Tuesday 7 February 2023 Dublin: 10°C
Ronan O'Gara is into his second season as head coach of La Rochelle.
# connecting
'I was closed in Munster. I was happy with my lot, but my eyes got opened in Crusaders'
La Rochelle head coach Ronan O’Gara says connecting with players is as important as anything else.

DURING THE WEEK, Ronan O’Gara took to Twitter to share a quote from Swiss psychiatrist and psychoanalyst Carl Jung that had resonated with him personally and professionally.

“An understanding heart is everything in a teacher, and cannot be esteemed highly enough. One looks back with appreciation to the brilliant teachers, but with gratitude to those who touched our human feeling. The curriculum is so much necessary raw material, but warmth is the vital element for the growing plant and for the soul of the child.”

This is relevant to what former Munster and Ireland man O’Gara is trying to do as head coach of La Rochelle in France.
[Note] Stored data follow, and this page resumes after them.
PR #177, opened 2015-10-16
WIP: Toc fixes

montehurd:
Fixes:
https://phabricator.wikimedia.org/T115145
https://phabricator.wikimedia.org/T115676

- changed top TOC item to use article title
- added "Read more" to bottom of TOC
- added "Read more" header above read more items at bottom of web view
- tapping "Read more" in TOC scrolls article to "Read more" header
- opening TOC when scrolled to "Read more" section makes "Read more" be selected when TOC appears


MediaWikiKit/MediaWikiKit/MWKArticle.h
```diff
@@ -151,4 +151,6 @@ static const NSInteger kMWKArticleSectionNone = -1;
 
 - (NSString*)summary;
 
+- (NSArray<MWKSection*>*)sectionsWithFakeReadMoreSection;
```
montehurd: Not sure if this is best way to handle this, but at least it's clear :)

Wikipedia/Categories/MWKSection+DisplayHtml.m
```diff
@@ -53,7 +52,7 @@ - (NSString*)getHeaderTag {
                 self.sectionId,
                 self.anchor,
                 self.line,
-                pencilAnchor,
+                [self.anchor isEqualToString:@"TOC_Read_More"] ? @"" : [self getEditPencilAnchor],
```
montehurd: Need to pull @"TOC_Read_More" out to a const string - used in one other place on this diff...

Wikipedia/View Controllers/WebView/WebViewController.m
```diff
@@ -341,17 +341,29 @@ - (CGFloat)clientBoundingRectVerticalOffset {
 }
 
 - (void)scrollToFragment:(NSString*)fragment {
```
montehurd: Ideas for the issue I mention in these temporary comments?

Wikipedia/View Controllers/WebView/WebViewController.m
```diff
@@ -341,17 +341,29 @@ - (CGFloat)clientBoundingRectVerticalOffset {
...
-    if (fragment.length == 0) {
-        // No section so scroll to top. (Used when "Introduction" is selected.)
-        [self.webView.scrollView scrollRectToVisible:CGRectMake(0, 1, 1, 1) animated:NO];
+// Temp fix! See note below about bug with animated scroll approach...
+    if (fragment) {
+        NSString* jumpToThis = [fragment copy];
+        [[self.webView wmf_javascriptContext][@"scrollToFragment"] performSelector:@selector(callWithArguments:) withObject:@[jumpToThis] afterDelay:0.1];
```
montehurd: Short term solution is just to use this, which works. We would loose the scrolling animation, but could address that later when we have time...

Wikipedia/View Controllers/WebView/WebViewController.m
```diff
@@ -341,17 +341,29 @@ - (CGFloat)clientBoundingRectVerticalOffset {
...
+        [self.webView.scrollView scrollRectToVisible:CGRectMake(0, 1, 1, 1) animated:NO];
+    }
+
+    return;
+
+// Bug with animated scrolling method below:
+// - scroll to bottom of read more items at bottom of article
+// - open TOC and select a section above "Read more"
+// - doesn't work
+// I think it's because clientBoundingRectVerticalOffset doesn't return anything if we've scrolled the web view completely up off the screen for some reason.
```
bgerstle: the issue doesn't appear to be w/ `clientBoudningRectVerticalOffset`, but that `getClientBoundingRect()` returns _very_ large negative numbers when invoked while the browser view is offscreen:

```
> document.getElementById("Birth_and_childhood").getBoundingClientRect()
< ClientRect = $11
bottom: -33552278
height: 43.1875
left: -33554416
right: -33554072
top: -33552322
width: 343
```
Where the scroll view's content size is only 49710, and `clientBoundingRectVerticalOffset` returns 0:

```
(lldb) p (CGFloat) [0x7fcf464570e0 clientBoundingRectVerticalOffset]
(CGFloat) $7 = 0
```

However, I would argue that this is an edge case, and would prefer if we scrolled when the rect is valid, otherwise falling back to setting `location.hash`.  In this case, "valid" would mean that the `elementOrigin` we calculate on line 363 is w/in the bounds of the scrollview's content.

montehurd:
@bgerstle "fake" section needs to be serialized to HTML so... 
- when you select "read more" from the TOC it will actually scroll to web view to the TOC section
- it is styled the same as the other section headers

montehurd:
@bgerstle oh one more - "fake" section needs to be serialized to HTML so...
- when you open the TOC when scrolled to the read more section the TOC can use the same mechanism it already uses to show the read more section is selected

bgerstle:
@montehurd ok, i understand now. thanks for elaborating.

coreyfloyd:
> @bgerstle "fake" section needs to be serialized to HTML so...
when you select "read more" from the TOC it will actually scroll to web view to the TOC section
it is styled the same as the other section headers

@montehurd While a fake section may be a method of accomplishing the scrolling and the styling, they are not required for doing this. There are other ways of doing this without "faking" in the model layer.

montehurd:
@coreyfloyd if we do that we'll have to add special handing for:
- scrolling the web view to the "read more" section if "read more" is selected from the TOC
- scrolling the TOC to "read more" if the TOC is opened when "read more" is scrolled to

montehurd:
@coreyfloyd i'd argue:
While a fake section may be a method of accomplishing the scrolling and the styling, they are not required for doing this. There are other **more complicated** ways of doing this without "faking" in the model layer.

PR #178, opened 2015-10-19
Fix toolbar not showing when pushing article view

bgerstle:
Phab: [T115649](https://phabricator.wikimedia.org/T115649), [T115913](https://phabricator.wikimedia.org/T115913)

---

`toolbarItems` wasn't set in time for the check that determines whether or not to show the toolbar.  Fixed now by moving `setupToolbar` to initialization time since we have (almost) everything we need to populate it.  When the article is set, we check if it's a main page, and if so, update the `toolbarItems` to remove the save & TOC buttons.  Also cleaned up a couple minor things.


montehurd:
@bgerstle @coreyfloyd you guys should be novelist ;)

PR #179, opened 2015-10-19
Remove TOC "Introduction" and use article title.

montehurd:
https://phabricator.wikimedia.org/T115145
Per Josh's comments in ^ : "Suggest we use the article title."


bgerstle:
:+1:

PR #180, opened 2015-10-20
Show previews from Home and all article lists

bgerstle:
:checkered_flag: Ready for review :checkered_flag:


montehurd:
@bgerstle everything seems to still work! :)

coreyfloyd:
@bgerstle Sucks that we have to use the ArticleVC to hold some state that it doesn't use just to keep a hold of the discovery method. Ok for now, there is probably something we can do later to make this nicer when we refactor to have a true "Article Reference" object

PR #182, opened 2015-10-20
Adding new home business logic

coreyfloyd:
https://phabricator.wikimedia.org/T115364
https://phabricator.wikimedia.org/T115371

This adds the new logic for determining order of sections and when to update.

In a nutshell:
- This adds the new section models for today and random
- Updates section ordering to use date sorting
- Adds logic for updating nearby only when the user moves moves more than 500 meters (by "update" I mean update the position in the list, not update the contents of the nearby section)
- Capped number of non-static section to 20 - that may be too many, we can tweak
- Adds some tweaks for testing

Notes:
- I renamed the classes to: `WMFHomeSectionSchema` and `WMFHomeSection`
- This pr does not include logic for restoring the scroll position, that will be in a separate pr following this one
- Though this does include the logic for today an random, it does not include sections for today and random, they are separate tickets/designs


coreyfloyd:
@bgerstle pushed up fixes for most of your comments. If there is anything you want to discus further let me know.

bgerstle:
:+1: code looks good. I think the schema creation logic should eventually be unit tested, though I'm not sure if now is the best time to do it. At the very least, do we have documented acceptance criteria for QA?

bgerstle:
Hit a crash when trying to run locally https://gist.github.com/bgerstle/c5488571f3452a5ae67f. It automatically directed me to beach boys, then I hit "back" and that's when it crashed.

bgerstle:
Not able to repro consistently.. :confused:

coreyfloyd:
@bgerstle The behavior as described in the ticket can be tested… kinda. Much of the functionality requires significant time delays, so there isn't a great practical way to QA those things.

PR #183, opened 2015-10-20
Add Read More as a TOC section

bgerstle:
Phab: [T115545](https://phabricator.wikimedia.org/T115545)

- [x] Refactor TOC to not use `MWKSection` directly
- [x] Add TOC item to represent Read More
- [x] Implement scrolling to read more
- [x] Implement automatic selection of read more
- [x] implement workaround for scrolling to an article section while viewing "Read More"

---

See [this demo](https://vid.me/qNTv) which demonstrates:

- Tapping to Read More from somewhere in article (top & in the middle)
- Scrolling up to a section from Read More and verifying proper highlight in TOC (External Links)
- Tapping on a section from the top of read more (scrolls)
- Tapping on a section from w/in read more w/ browser content hidden (no animation)


bgerstle:
@coreyfloyd @montehurd would appreciate a quick prelim review of the refactor (b35ac54) to ensure it's along the lines of what we discussed before moving forward w/ the remaining items in the above checklist.  for posterity, don't appear to be any visual regressions, and (thanks to using a protocol) the refactor wasn't too invasive (IMO)

image

Wikipedia/UI-V5/WMFTableOfContentsItem.swift
```diff
@@ -0,0 +1,63 @@
...
+    case None
+}
+
+// MARK: - TOC Item
+
+public protocol TableOfContentsItem {
+    var titleText: String { get }
+    var itemType: TableOfContentsItemType { get }
+    var borderType: TableOfContentsBorderType { get }
+    var indentationLevel: UInt { get }
```
coreyfloyd: Should we provide a defeat indentation level as well?

coreyfloyd:
Looks pretty good so far. Enum is a nice way to handle the states.

Wikipedia/UI-V5/WMFTableOfContentsItem.swift
bgerstle: Yeah, I'll make it 0.

bgerstle:
@coreyfloyd @montehurd if you get a chance, please have a look at 03340b3. it has some stuff related to Swift/ObjC interop I'm unsure about, and would like to hear your thoughts on how we handle these scenarios where we want to use Swift lang features but need to interact w/ ObjC classes.  

**TL;DR;** Do we want to pay the cost of some complexity in order to push the project towards Swift more aggressively, or sacrifice the ability to use Swift lang features in order to keep ObjC/Swift interop simpler?  

Though I've currently implemented the former, but I'm having second thoughts and would consider going towards the latter. That said, I'd have to play around w/ it a bit to see if it actually _does_ make the code simpler.

For the nitty gritty: now that the TOC delegate speaks in terms of `TableOfContentsItem` "objects", it can't be an `@objc` protocol since `TableOfContentsItem` has Swift Enum properties.  We could make the ObjC bridging less awkward here by sacrificing Swift Enums (and probably protocol extensions) by making `TableOfContentsItem` an `@objc` protocol, but that results in (somewhat awkward) glue code for `MWKSection` and any other "TOC Item" objects we want to create.

bgerstle:
All that said, I'm almost done w/ the actual functionality. Just need to incorporate read more into the "current section" logic (see stubbed out `visibleFooterViewIndex`)

Wikipedia/View Controllers/WebView/WebViewController.m
```diff
@@ -378,6 +414,10 @@ - (CGFloat)currentVerticalOffset {
     return self.webView.scrollView.contentOffset.y;
 }
 
+- (BOOL)isWebContentVisible {
+    return CGRectIntersectsRect(self.webView.scrollView.wmf_contentFrame, self.webView.wmf_browserView.frame);
```
bgerstle: add `contentInset.top`? fix bug where we try to scroll when webview is barely on screen

coreyfloyd:
:+1:

coreyfloyd:
Getting this merged with a single review so everyone can use in advance of our monday meeting.

PR #184, opened 2015-10-20
Fix for card image aspect ratio across devices.

montehurd:
Bug noted by Katie:
https://phabricator.wikimedia.org/T113001#1737188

Now into his second season with the Top 14 club, O’Gara understands more than ever that connecting with his players and staff on a human level is as vital as all of the attacking plays, defensive systems, and kicking strategies that he has implemented.

Working alongside director of rugby Jono Gibbes, O’Gara helped to guide La Rochelle to a fifth-place finish in the highly-competitive French league in the curtailed 2019/20 season, while they have started the new campaign impressively with four wins in five games leaving them third in the table coming into this weekend.

The content of O’Gara and Gibbes’ coaching is crucial, of course, but the Irishman believes a focus on the club’s culture is just as important.

“The bottom line is that it comes down to attitude and how you get attitude from players is your capacity to connect with them,” says O’Gara, who will be part of Virgin Media’s coverage of Super Saturday in the Six Nations today.

His former team-mate, Paul O’Connell, believes that O’Gara’s ability to connect with people is a key strength of his ever-growing coaching skillset and it’s one of the main reasons that O’Connell would love to see him coaching Munster in the future.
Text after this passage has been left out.